» The task
Provide only the number of lines in the following data that contain "suffix".

» Task inputs
PR #121, opened 2014-07-08
[MAT-443] fix segfault in mldivide from "triangle" pass.

stuartarchibald:
The fuzzer picked up a segfault in mldivide for the data presented in the regression test included. Essentially, matrix with a row containing all zeros, which is a valid input, could cause a segfault due to the value -1 being a flag and it not being overwritten by a `rowStart` as there effectively isn't one in this case. So a lookup of index `size_t = -1` occurs and causes havoc. Patch basically checks indices are valid before attempting the check of permutation validity. Regression test added straight from fuzzer input that found the bug.

Coverage:
Java: 77% (no change)
build/src/librdag 17.1% (no change)
src/jshim 53.1% (no change)
src/librdag 94.2% (no change)
src/librdag/runners 94.8% (up 0.2%).

### DIFF
--- a/src/librdag/runners/mldividerunner.cc
+++ b/src/librdag/runners/mldividerunner.cc
@@ -219,8 +219,7 @@ void checkIfUpperTriangularPermuteRows(T * data, size_t rows, size_t cols,  Tria
 
   // This holds the logic for whether we've seen a valid row of a triangular matrix before or not.
   std::unique_ptr<bool[]> rowTagPtr (new bool[rows]);
-  bool * rowTag = rowTagPtr.get();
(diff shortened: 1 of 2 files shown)


stuartarchibald:
Process note: I ran the fuzzer from a build of this branch on a 16 core linux box with:
`java -Xmx8G -Xms6G -cp ${CLASSPATH}:og-maths-lnx-0.1.0-SNAPSHOT.jar 'com.opengamma.maths.fuzzer.FuzzerMain' -t 6000 -c 16  -p > log_fix.txt 2>&1`
for over an hour without catastrophic incident.

gmarkall:
This looks good - happy to merge!

PR #122, opened 2014-07-11
Mat 425 add in OG-Izy wiring.

stuartarchibald:
This PR is to be read in conjunction with https://github.com/OpenGamma/OG-Izy/pull/4: 
- It adds in the ability to link against OG-Izy.
- It adds an izy namespace and then demonstrates the pattern needed to add a single function binding from izy to the namespace, and then tests it.
- It adds the ability to accept multiple subprojects in `verinfo.py`. It then adds the necessary wiring to include the buildinfo yaml from `izy` into the OG-Maths master yaml.
- It updates the properties file to include the izy libraries in the jar.

Note: I'm not convinced of the API in the `izy` namespace as yet. I've simply added in the most obvious thing just to test that the code is wired up correctly and gives the correct numerical results. The `izy` namespace and functionality is subject to both autogeneration and multiple interfaces. IIRC the original OG-Maths had multiple interfaces to this library too, I expect the same will be required here.

### DIFF
--- a/cmake/verinfo.py
+++ b/cmake/verinfo.py
@@ -27,20 +27,22 @@ def jarname(version, suffix):
         suffix = '-%s' % suffix
     return 'jars/og-maths-%s-%s%s.jar' % (platform_code(), version, suffix)
 
-def get_subprojects(lapack_verinfo_file):
-    """Returns a list of verinfo data for the OG-Maths subprojects. At the
-    moment, the only OG-Maths subproject is OG-Lapack."""
-    with open(lapack_verinfo_file, 'r') as f:
-        lapack_verinfo = load(f, Loader=Loader)
-    if len(lapack_verinfo['platforms']) != 1 or lapack_verinfo['platforms'][0] != platform_code():
-        raise RuntimeError('OG-Lapack platform mismatch')
-    return [lapack_verinfo]
+def get_subprojects(*args):
+    """Returns a list of verinfo data for the OG-Maths subprojects."""
+    ret = list()
+    for val in args:
+      with open(val, 'r') as f:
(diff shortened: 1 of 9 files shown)


stuartarchibald:
Process note: I've patched the CI build config to handle this change (`-D...OG-Izy...location` needed) and will commit it when PR patches are considered satisfactory.

cmake/verinfo.py
```diff
@@ -27,20 +27,22 @@ def jarname(version, suffix):
...
-        raise RuntimeError('OG-Lapack platform mismatch')
-    return [lapack_verinfo]
+def get_subprojects(*args):
+    """Returns a list of verinfo data for the OG-Maths subprojects."""
+    ret = list()
+    for val in args:
+      with open(val, 'r') as f:
+          verinfo = load(f, Loader=Loader)
+      if len(verinfo['platforms']) != 1 or verinfo['platforms'][0] != platform_code():
+          raise RuntimeError('OG subproject platform mismatch')
```
gmarkall: Could you state which subproject mismatches in the message?

gmarkall:
I think this looks good. The interface to IZY looks sensible to me on the face of it - however, I agree that it is going to be sensible to generate that interface for all the functions that make it up. The test that ensures the existing `vx_cos` function is correctly hooked up looks sane to me.

There are a couple of things that would be nice to fix up:
- It might be helpful to report which subproject mismatches when a mismatch occurs. 
- Could you update INSTALL.md to describe the Izy dependency and how it changes the build process?

Also, I'll hold off merging this PR whilst we go through the corresponding libizy one, and get that merged first.

gmarkall:
Thanks for fixing those things up. I'm happy to merge this.

PR #123, opened 2014-07-14
[MAT-444] remove dynamic libstdc++

stuartarchibald:
In this PR:
The dynamic linking of `libstdc++` is swapped for static linking.

This is done, in the parlance of GCC, to "freeze" the version of `libstc++` against which the build links. This is so that C++ symbols are guaranteed to resolve correctly regardless of other `libstdc++` versions potentially loaded, which under dynamic linking circumstances may prevent the loading of our "correct" ones.

In reviewing, please, along with anything else you see fit, confirm that the built article:
- Does not dynamically link against `libstdc++`.
- Does run, with no modules loaded, on the HPC dev box which altered us to this issue in the first place.

Coverage:
No change as diff is in the build system/bootstrapping config only.


gmarkall:
I've checked that the linkage is static by doing the following:
- Examined all libraries in lib/lib with `for f in *; do { ldd $f; } done | grep stdc;` - no output was produced.
- Checked for libstdc++ symbols in librdag using nm -a and inspecting the symbols by eye.
- Run on the HPC dev box that alerted us to the issue - native library linkage appears to be working correctly using the system-installed Java binary with no modules loaded. (For the PR record, this is a CentOS 6 box running OpenJDK 1.7.0_55 installed from the yum repository).

This is enough to convince me that this change is having the intended effect, so I am happy to merge this.

PR #124, opened 2014-07-25
[MAT-450] Add support for Windows 32-bit

gmarkall:
This PR along with two others in OG-Lapack and OG-Izy adds support for 32-bit Windows to OG-Maths.

No changes to the native code were made - however, there were some changes to the Java code to support loading more variants of the libraries. Other changes were to the build system and properties files. Please see commit messages for details of individual changes.

This PR also include a fix to the Javadocs that caused an error with doclint on JDK8 - I noticed this because I am using JDK8 on my Windows VM.

Coverage: unchanged


stuartarchibald:
Thanks for the change set. Nice to see it worked on w32 with very little effort.
I'm adding:
- [MAT-456](http://jira.opengamma.com/browse/MAT-456) to make {win,w32,w64},{osx,mac},{lnx,lin} consistent!
- [MAT-457](http://jira.opengamma.com/browse/MAT-457) to fix whatever it is in the native writer that is causing it to fail on w32.

Happy to merge.

PR #126, opened 2014-08-07
[Mat-426] Wiring in OG-Izy and using it in working implementations.

stuartarchibald:
This PR makes a start on all the plumbing, testing and wiring required for the OG-Izy style vector functions. Unfortunately, this does mean it includes the addition of quite a bit of code that is added all at once due to the overhead caused by doing such a task in a fragmented manner. Similarly with the code generators, they are work in progress, a number of things had to change simultaneously and the code below contains the most basic of use cases and some sample implementations. I'm of the view that most will need refactoring, however I wanted to get this code in as it's getting quite large and it is unknown how much more effort is need to work out exactly how to make the various combinations of tooling do the thing I want!

This PR:
- Adds in the template headers for `OG-Izy` functions and most of the partial template specialisation required to wire them up in a type invariant manner.
- Adds in the generated code for the "safe" (by the Sethi-Ullman discussion definition) nodes, i.e. ones that don't change mathematical domain when run.
- Adds in autogenerated tests for the above, these are provided by m-code and are committed to the source as having a dependency on an interpreter of m-code at compile time is undesirable. At the minute only the C++ side testing is generated. The java side will be generated as part of the next refactor.
- Adds in jinja2 templating capability to the node generator. This was to deal with needing flow control in templates as some OG-Izy functions are order invariant e.g. `addx()` has no `xadd()` counterpart as it would be pointless. However e.g. `subx()` has a `xsub()` counterpart as clearly necessary. As a result of this the function prototypes are different and so some flow control is needed at generation time to perform introspection on the functions provided and then order the arguments at the call site correctly.
- Adds in the common infix operator nodes and adds hand written tests for them from DOGMA and java.
- Adds in the capability of specifying tolerances in the `CheckNode()` classes.

As noted in offline discussion, the tolerances in the autogenerated code for the OG-Izy bound functions are somewhat high. This is due to 32bit windows defaulting to mscrt maths library functions which differ in result to those provided by 64bit/POSIX. A workaround is slated and will be added in due course.

Coverage:
Java: 82% (up 5%)
build/src/librdag 40.8% (up 23.7%)
src/jshim 53.1% (no change)
src/librdag 85.7% (down 8.5%, this is partly due to the really simple dispatch stubs not being covered for the autogenerated stuff, I'll look into adding this in as part of the template based generation. Also it's partly due to the addition of `izy.cc` which is entirely added and implemented, but not yet entirely used as noted above.)
src/librdag/runners 94.8% (no change).


gmarkall:
This looks good. Some general remarks:
- Thanks for adding the tests that increase the coverage of the `build/src/librdag` folder! It is something we've needed to add coverage to for a while, and this is a big step in the right direction.
- Thanks for adding the Jinja2 support - as well as making it easier to write the specific Izy implementations, I imagine it can also be ued to simplify some of the existing code generation, which will be desirable. I've created [MAT-461](http://jira.opengamma.com/browse/MAT-461) for this to be picked up when one of us has some free time to work on it.
- Replacing the direct calls to maths library functions makes sense - as discussed in the offline discussion, it does open up the opportunity for making the computations more consistent across platforms (particularly Windows 32-bit vs. everything else) by only changing the maths library backing of OG-Izy. 
- Having the ability to specify the tolerances in the `CheckNode()` calls is also very nice, even if the reason that it needed to be added in this case was due to the Windows 32-bit discrepancies - I imagine it will be useful in the future for good reason when we have tests of more and more complicated nodes implemented in terms of other nodes.
- The m-code is understood to be in an intermediate form at the moment that will change imminently, so for this PR it is not worth providing exhaustive documentation or doing any refactoring for presentation reasons at this time.
- However, I have checked the execution of the m-code generator manually, and it ran fine on my machine. It seems that some whitespace was different (perhaps due to my version of octave) but I don't think this is an issue.

In summary - this looks good, and I'm happy to merge.

PR #128, opened 2014-08-22
[Mat-462] Add checking capability for inputs to LAPACK 

stuartarchibald:
This PR is purely to add in some code/idea stubs because I don't want to go any further with it before we decide it's sensible given the number of call sites and bits of logic that will need adjusting due to the size of the LAPACK namespace.

The intent is:
- To add a template parameter to LAPACK namespace routines that are susceptible to getting stuck (xgesvd) or just producing nonsense on the presence of non-finite data. The template parameter is added to such routines to specify what is to be checked for in the input data prior to the call the LAPACK. At the minute `nothing` and `isfinite` are implemented. The decision to add the option as a template parameter opposed to the method prototype is so that the prototypes remain LAPACK like, also to avoid clumsy branching on testing types in the LAPACK call staging implementation. This also means that in routines where many LAPACK calls are made, necessary checks can be made prior to LAPACK calls which can then proceed without further checking.
- The LAPACK calls are all template functions so the necessary partial template specialisation is performed via buffering the call site through a specialisation struct.
- Adds two new exceptions that extend `rdag_error`, these are `rdag_recoverable_error` (error present but is recoverable) and `rdag_unrecoverable_error` (error present and cannot recover). These are added in part to circumvent the need to check many LAPACK routines' `info` variable status, and also in part to just make the exception hierarchy more sensible. Should this seem sufficient I'll mirror this on the Java side.
- Fixes up a load of runner code to use smart pointer based memory management, I did this whilst adjusting the LAPACK call sites.

Coverage:
Java: 82% (no change)
build/src/librdag 40.8% (no change)
src/jshim 53.1% (no change)
src/librdag 85.9% (up 0.2%)
src/librdag/runners 95.8% (up 1%).

### DIFF
--- a/src/librdag/runners/norm2runner.cc
+++ b/src/librdag/runners/norm2runner.cc
@@ -75,19 +75,12 @@ norm2_dense_runner(RegContainer& reg, shared_ptr<const OGMatrix<T>> arg)
     {
       lapack::xgesvd<T,lapack::OnInputCheck::isfinite>(lapack::N, lapack::N, &m, &n, A, &lda, S, U, &ldu, VT, &ldvt, &info);
     }
-    catch (exception& e)
+    catch (rdag_recoverable_error& e)
     {
-      try
-      {
-        throw;
-      }
-      catch (rdag_unrecoverable_error& e)
-      {
-        throw;
-      }
       // error is recoverable so just complain
       cerr << e.what() << std::endl;
     }
+    // Else, exception propagates, stack unwinds
 
     ret = OGRealScalar::create(std::real(S[0]));
   }
--- a/src/librdag/runners/norm2runner.cc
+++ b/src/librdag/runners/norm2runner.cc
@@ -68,7 +68,7 @@ norm2_dense_runner(RegContainer& reg, shared_ptr<const OGMatrix<T>> arg)
     std::memcpy(A, arg->getData(), sizeof(T)*m*n);
 
     // call lapack
-    lapack::xgesvd(lapack::N, lapack::N, &m, &n, A, &lda, S, U, &ldu, VT, &ldvt, &info);
+    lapack::xgesvd<T,lapack::OnInputCheck::isfinite>(lapack::N, lapack::N, &m, &n, A, &lda, S, U, &ldu, VT, &ldvt, &info);
 
     ret = OGRealScalar::create(std::real(S[0]));
     delete[] A;
--- a/src/librdag/runners/norm2runner.cc
+++ b/src/librdag/runners/norm2runner.cc
@@ -61,18 +61,35 @@ norm2_dense_runner(RegContainer& reg, shared_ptr<const OGMatrix<T>> arg)
 
     T * U = nullptr; //IGNORED
     T * VT = nullptr; //IGNORED
-    real8 * S = new real8[minmn];
+
+    std::unique_ptr<real8[]> Sptr(new real8[minmn]);
+    real8 * S = Sptr.get();
 
     // copy A else it's destroyed
-    T * A = new T[m*n];
+    std::unique_ptr<T[]> Aptr(new T[m*n]);
+    T * A = Aptr.get();
     std::memcpy(A, arg->getData(), sizeof(T)*m*n);
 
     // call lapack
-    lapack::xgesvd<T,lapack::OnInputCheck::isfinite>(lapack::N, lapack::N, &m, &n, A, &lda, S, U, &ldu, VT, &ldvt, &info);
+    try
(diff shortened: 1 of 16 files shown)


src/librdag/runners/norm2runner.cc
```diff
@@ -61,18 +61,35 @@ norm2_dense_runner(RegContainer& reg, shared_ptr<const OGMatrix<T>> arg)
...
+    T * A = Aptr.get();
     std::memcpy(A, arg->getData(), sizeof(T)*m*n);
 
     // call lapack
-    lapack::xgesvd(lapack::N, lapack::N, &m, &n, A, &lda, S, U, &ldu, VT, &ldvt, &info);
+    try
+    {
+      lapack::xgesvd<T,lapack::OnInputCheck::isfinite>(lapack::N, lapack::N, &m, &n, A, &lda, S, U, &ldu, VT, &ldvt, &info);
+    }
+    catch (exception& e)
```
gmarkall: i think this can be reorganised into:

```
try { ... }
catch (rdag_recoverable_error& e) { ... }
catch (rdag_unrecoverable_error& e) { ... }
```

(At least I think that is the intent of this code - if it is, then I think this change would make it clearer).

src/librdag/runners/svdrunner.cc
```diff
@@ -46,18 +46,20 @@ template<typename T> void svd_dense_runner(RegContainer& reg, shared_ptr<const O
   // call lapack
   try
   {
-    lapack::xgesvd(lapack::A, lapack::A, &m, &n, A, &lda, S, U, &ldu, VT, &ldvt, &info);
+    lapack::xgesvd<T, lapack::OnInputCheck::isfinite>(lapack::A, lapack::A, &m, &n, A, &lda, S, U, &ldu, VT, &ldvt, &info);
   }
   catch (exception& e)
   {
-    if(info < 0) // illegal arg
+    try
```
gmarkall: I think this try/catch can also be reorganised as above.

src/librdag/test/check_iss.cc
```diff
@@ -141,3 +141,35 @@ TEST_F(issTest, isMatrix)
...
 }
+
+
+TEST(issTest_isfinite, real8)
+{
+  std::unique_ptr<real8> rd (new real8[4]);
+  real8 * r = rd.get();
+  r[0]=1;
+  r[1]=2;
+  r[2]=std::numeric_limits<real8>::signaling_NaN();
```
gmarkall, line 152: Would it be worth checking with quiet NaNs as well? I seem to recall that things like `1/0` will produce quiet NaNs, and we'll still want to be able to detect these.

stuartarchibald, line 152: Fair point and I'll add tests for completeness/API demonstration, but I believe that `std::isfinite()` is required to catch C's `FP_NAN`, which encompasses both quiet and signalling variants. I think it's designed this way such that the test is very quick as it can be done with just a bit mask.

src/librdag/runners/norm2runner.cc
stuartarchibald: Thanks for spotting this, I agree with the notion, it does need attention. From offline chat, we agree on the following statement organisation:

```
try
{
 lapack::someExampleCall();
}
catch (rdag_recoverable_error& e)
{
  // error is recoverable so just complain
  cerr << e.what() << std::endl;
}
// Else, exception propagates, stack unwinds
```

I will patch this into the offending sites.

gmarkall:
I think this looks generally good:
- Thanks for adding the additional documentation of template parameters in many places
- The changes from `new[]` to `unique_ptr` in the code of several runners is also a step forward
- I think `nothing` and `isfinite` are good identifiers, since they are descriptive and leave room for other checks to be added without being inconsistent (contrasted with just `yes` or `no`, etc.).
- The requirement to use `PTSBuffer` does suggest that we could reduce a level of indirection through function calls if we made the Lapack interface a class (I think this was part of our discussion before, and maybe we need to discuss it a bit more).
- The split of RDAG errors into recoverable and unrecoverable makes sense.
- Regarding the comment about signaling/quiet NaNs in testing - I stand corrected on this, this will make no difference.

stuartarchibald:
Many thanks for reviewing. I found another couple of places with the weird `try...catch(){}` setup you pointed out (`lapack::xgetrf()` [LU decomp] call side related), so patched them too. I've also added demo tests for `qNaN`s. All fixups are in 69af1e3.

gmarkall:
Thanks for the fixups - they all do the job. Merging.

PR #129, opened 2014-09-10
Mat 468: patch up sources following build system upgrade

stuartarchibald:
This minor patch set is the result of weeks of work upgrading the entire build system.
We now have dedicated machines for building the 64 and 32 bit windows variants.
GCC is globally upgraded to version 4.9.1.
CMake is globally upgraded to 3.0+.

The native library loader and assembler system is patched with regards to the new GCC. Whilst doing this I unified the OS labelling scheme across all sources as:

```
"w64" = 64bit Windows
"w32" = 32bit Windows
"lnx" = Linux
"osx" = OSX
```

It also transpired in the upgrade of GCC that there were a few instances of signed/unsigned int comparison, I have duly patched them. It also appears the Google's gtest code does not compile with `-Wsign-compare` which is applied via `-Wall`. I tried upgrading gtest to version 1.7, the same issue is present. I've therefore added in an override to `-Wall` of `-Wno-sign-compare` and noted it as something we need to look at [MAT-469](https://opengamma.atlassian.net/browse/MAT-469).

Code coverage:
No material change. The minor edits are all in system level places.


CMakeLists.txt
```diff
@@ -98,7 +92,7 @@ set(PATH_AND_JAR_JAVADOC_NAME "${JARDIR}/${JAR_JAVADOC_NAME}" )
 
 # Use C99 and C++11, other flags for preventing common errors. Also add thread libs.
 set(CMAKE_C_FLAGS "-std=c99 -Wall -Werror -Wextra -pedantic ${CMAKE_THREAD_LIBS_INIT} ${CMAKE_C_FLAGS}")
-set(CMAKE_CXX_FLAGS "-std=c++11 -Wall -Werror -Wextra -pedantic ${CMAKE_THREAD_LIBS_INIT} ${CMAKE_CXX_FLAGS}")
+set(CMAKE_CXX_FLAGS "-std=c++11 -Wall -Wno-sign-compare -Werror -Wextra -pedantic ${CMAKE_THREAD_LIBS_INIT} ${CMAKE_CXX_FLAGS}")
```
gmarkall, line 95: Given that this is to get gtest to compile, can it be pushed into the gtest CMake stuff so it doesn't get applied to the rest of our codebase? I think a suitable place would probably be in its `config_compiler_and_linker` macro in `cmake\internal_utils.cmake`.

gmarkall:
Thanks for all the effort that went into this - the diff isn't big but I know the whole effort has been huge and frustrating. 

I think this looks good to merge, but will wait on the delpoy builder finishing testing to make sure that all is sound with the modified platform codes. Your comments on moving the flag to gtest (in private chat) are understood - this is a temporary workaround  and this is the straightforward way around the issue, so I am happy with this.

Will merge on the buildbot deploy queue pass.

PR #132, opened 2014-09-25
MAT-475 Fix OSX libstdc++ linkage issues

stuartarchibald:
Testing [MAT-474](https://opengamma.atlassian.net/browse/MAT-474) (assemble license docs into jar) highlighted that the OSX build is suffering from a problem where libraries linked with GCC's `-static-libc++` are still being dynamic linked to `libstdc++`. This ended up being a massive trudge through GCC and OSX system internals, the eventual fix is a return to dynamic linking on OSX only.

This changeset:
- Updates the GCC location on the OSX syslib builder as GCC 4.9.1 is now the version unified across the entire build system.
- Fixes up some instances of catching by value opposed to reference.
- Adds a missing `toString()` to `ComplexArrayContainer` that was needed during debugging.
- Switches OSX to use dynamic linking for `libstdc++` and to link using the 2 layer namespace.

A more thorough explanation for the last item is given in the commit message of e2e97ba. Basically, GCC bug, a few possible visibility bugs, a leaky system library and a raft of unknowns makes dynamic linking for `libstdc++` the sensible option on OSX at the present time.

Coverage:
No change worth reporting.


gmarkall:
Thanks for patching up those other minor various issues along with this pull request.

I agree with everything you've written - whilst it would be ideal for every system to be built in the same way, it is not really practical until we have a better understanding of linking on OS X (and even with a greater understanding, we may only come to understand why it's better this way).

This looks good to merge.

PR #133, opened 2014-09-25
MAT-474 add licenses into jar build

stuartarchibald:
This PR, to be read in conjunction with https://github.com/OpenGamma/OG-Izy/pull/12 and https://github.com/OpenGamma/OG-Lapack/pull/15:
- Adds the approved license directory structure into all jars and then from the linux jar into the combined jar.
- Forces the build dependencies such that items created by the `NativeLibraryBuilder` cannot be built without assembling the licenses correctly.
- Adds code to import licenses from OG-Izy and OG-Lapack.
- Fixes some minor javadoc issues that were causing compilation failure locally.

Coverage:
No change.


gmarkall:
This looks good to me - happy to merge.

» Output of the exercise
4